Work to complete
The records beneath should be restated word for word.

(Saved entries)
PR #718, opened 2024-06-24
feat(common-scripts): support eth displaying for omnilock

### LINKED ISSUE #717: Got error when transfer ckb using omni_lock address
**Describe the bug**
Got error when transfer CKB using omni_lock address :
`Unsupported flag: 18, please check if the script.argsis expected`
It only appear at version 0.23.0, I downgrade lumos to resolve it.

**version**
@ckb-lumos/lumos : 0.23.0

**To Reproduce**
```
 const txSkeleton = await commons.common.transfer(
            _txSkeleton,
            [<omni_lock_address>],
            to,
            BigInt(amount),
        )
```

**Expected behavior**
Not throwing error

**Screenshots**
微信图片_20240621133329

homura:
# Description

Fixes #717

This PR supports the [`IdentityFlagsEthereumDisplaying`](https://github.com/cryptape/omnilock/blob/cd764d7133ec4e6b192fac4b93fc0596ef5b71f6/c/ckb_identity.h#L72) auth mode for Omnilock

## Quick Start

```ts
import { commons } from '@ckb-lumos/lumos'

const signature = await commons.omnilock.ethereumDisplaying.signMessage(
  provider.selectedAddress,
  txSkeleton.get("signingEntries").get(0)!.message,
  window.ethereum
);

const signedWitness = bytes.hexify(
    blockchain.WitnessArgs.pack({
      lock: OmnilockWitnessLock.pack({ signature }),
    })
  );

txSkeleton = txSkeleton.update('witnesses', inputIndexOfTheOmnilock)

```

## Type of change

# How Has This Been Tested?

- [x] Unit test


packages/common-scripts/src/omnilock-ethereum-displaying.ts
```diff
@@ -0,0 +1,51 @@
+import { BytesLike, bytes } from "@ckb-lumos/codec";
+import { hexify } from "@ckb-lumos/codec/lib/bytes";
+
+const COMMON_PREFIX = "CKB transaction: 0x";
+
+export interface Provider {
+  request: {
+    (payload: {
+      method: "personal_sign";
+      params: [string /*from*/, string /*message*/];
```
Keith-CY: It can be defined as 
```ts
params: [from: string, message: string]
```

Ref: https://www.typescriptlang.org/docs/handbook/release-notes/typescript-4-0.html#labeled-tuple-elements

packages/common-scripts/src/omnilock-ethereum-displaying.ts
```diff
@@ -0,0 +1,51 @@
...
+      window.ethereum
+    ) {
+      return window.ethereum as Provider;
+    }
+
+    throw new Error(
+      "No provider found, make sure you have installed MetaMask or the other EIP1193 compatible wallet"
+    );
+    /* c8 ignore stop */
+  })();
```
Keith-CY: Why not assign the provider directly? E.g.

```ts
let internal = provider
if (!internal) {
  ...
}
```

packages/common-scripts/src/omnilock.ts
```diff
@@ -49,6 +49,7 @@ export type OmnilockInfo = {
 export type OmnilockAuth =
   | IdentityCkb
   | IdentityEthereum
+  | IdentityEthereumDisplaying
```
Keith-CY, line 52: What does `Identity Ethereum Displaying` mean

homura: https://github.com/cryptape/omnilock/blob/cd764d7133ec4e6b192fac4b93fc0596ef5b71f6/c/ckb_identity.h#L72

I used the same name as the source from Omnilock

packages/common-scripts/src/omnilock-ethereum-displaying.ts
homura: My personal coding habit in JavaScript: I aim to avoid using the `let` keyword whenever possible

packages/common-scripts/src/omnilock-ethereum-displaying.ts
homura: refactored

packages/common-scripts/src/omnilock-ethereum-displaying.ts
Keith-CY: The `let` can be avoided by
```
const internal = provider ?? globalThis?.['ethereum']
```

packages/common-scripts/src/omnilock.ts
Keith-CY: Got it

packages/common-scripts/src/omnilock-ethereum-displaying.ts
homura: good point, i've simplified the code

Keith-CY (approved):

Result of the task
PR #718, opened 2024-06-24
feat(common-scripts): support eth displaying for omnilock

### LINKED ISSUE #717: Got error when transfer ckb using omni_lock address
**Describe the bug**
Got error when transfer CKB using omni_lock address :
`Unsupported flag: 18, please check if the script.argsis expected`
It only appear at version 0.23.0, I downgrade lumos to resolve it.

**version**
@ckb-lumos/lumos : 0.23.0

**To Reproduce**
```
 const txSkeleton = await commons.common.transfer(
            _txSkeleton,
            [<omni_lock_address>],
            to,
            BigInt(amount),
        )
```

**Expected behavior**
Not throwing error

**Screenshots**
微信图片_20240621133329

homura:
# Description

Fixes #717

This PR supports the [`IdentityFlagsEthereumDisplaying`](https://github.com/cryptape/omnilock/blob/cd764d7133ec4e6b192fac4b93fc0596ef5b71f6/c/ckb_identity.h#L72) auth mode for Omnilock

## Quick Start

```ts
import { commons } from '@ckb-lumos/lumos'

const signature = await commons.omnilock.ethereumDisplaying.signMessage(
  provider.selectedAddress,
  txSkeleton.get("signingEntries").get(0)!.message,
  window.ethereum
);

const signedWitness = bytes.hexify(
    blockchain.WitnessArgs.pack({
      lock: OmnilockWitnessLock.pack({ signature }),
    })
  );

txSkeleton = txSkeleton.update('witnesses', inputIndexOfTheOmnilock)

```

## Type of change

# How Has This Been Tested?

- [x] Unit test


packages/common-scripts/src/omnilock-ethereum-displaying.ts
```diff
@@ -0,0 +1,51 @@
+import { BytesLike, bytes } from "@ckb-lumos/codec";
+import { hexify } from "@ckb-lumos/codec/lib/bytes";
+
+const COMMON_PREFIX = "CKB transaction: 0x";
+
+export interface Provider {
+  request: {
+    (payload: {
+      method: "personal_sign";
+      params: [string /*from*/, string /*message*/];
```
Keith-CY: It can be defined as 
```ts
params: [from: string, message: string]
```

Ref: https://www.typescriptlang.org/docs/handbook/release-notes/typescript-4-0.html#labeled-tuple-elements

packages/common-scripts/src/omnilock-ethereum-displaying.ts
```diff
@@ -0,0 +1,51 @@
...
+      window.ethereum
+    ) {
+      return window.ethereum as Provider;
+    }
+
+    throw new Error(
+      "No provider found, make sure you have installed MetaMask or the other EIP1193 compatible wallet"
+    );
+    /* c8 ignore stop */
+  })();
```
Keith-CY: Why not assign the provider directly? E.g.

```ts
let internal = provider
if (!internal) {
  ...
}
```

packages/common-scripts/src/omnilock.ts
```diff
@@ -49,6 +49,7 @@ export type OmnilockInfo = {
 export type OmnilockAuth =
   | IdentityCkb
   | IdentityEthereum
+  | IdentityEthereumDisplaying
```
Keith-CY, line 52: What does `Identity Ethereum Displaying` mean

homura: https://github.com/cryptape/omnilock/blob/cd764d7133ec4e6b192fac4b93fc0596ef5b71f6/c/ckb_identity.h#L72

I used the same name as the source from Omnilock

packages/common-scripts/src/omnilock-ethereum-displaying.ts
homura: My personal coding habit in JavaScript: I aim to avoid using the `let` keyword whenever possible

packages/common-scripts/src/omnilock-ethereum-displaying.ts
homura: refactored

packages/common-scripts/src/omnilock-ethereum-displaying.ts
Keith-CY: The `let` can be avoided by
```
const internal = provider ?? globalThis?.['ethereum']
```

packages/common-scripts/src/omnilock.ts
Keith-CY: Got it

packages/common-scripts/src/omnilock-ethereum-displaying.ts
homura: good point, i've simplified the code

Keith-CY (approved):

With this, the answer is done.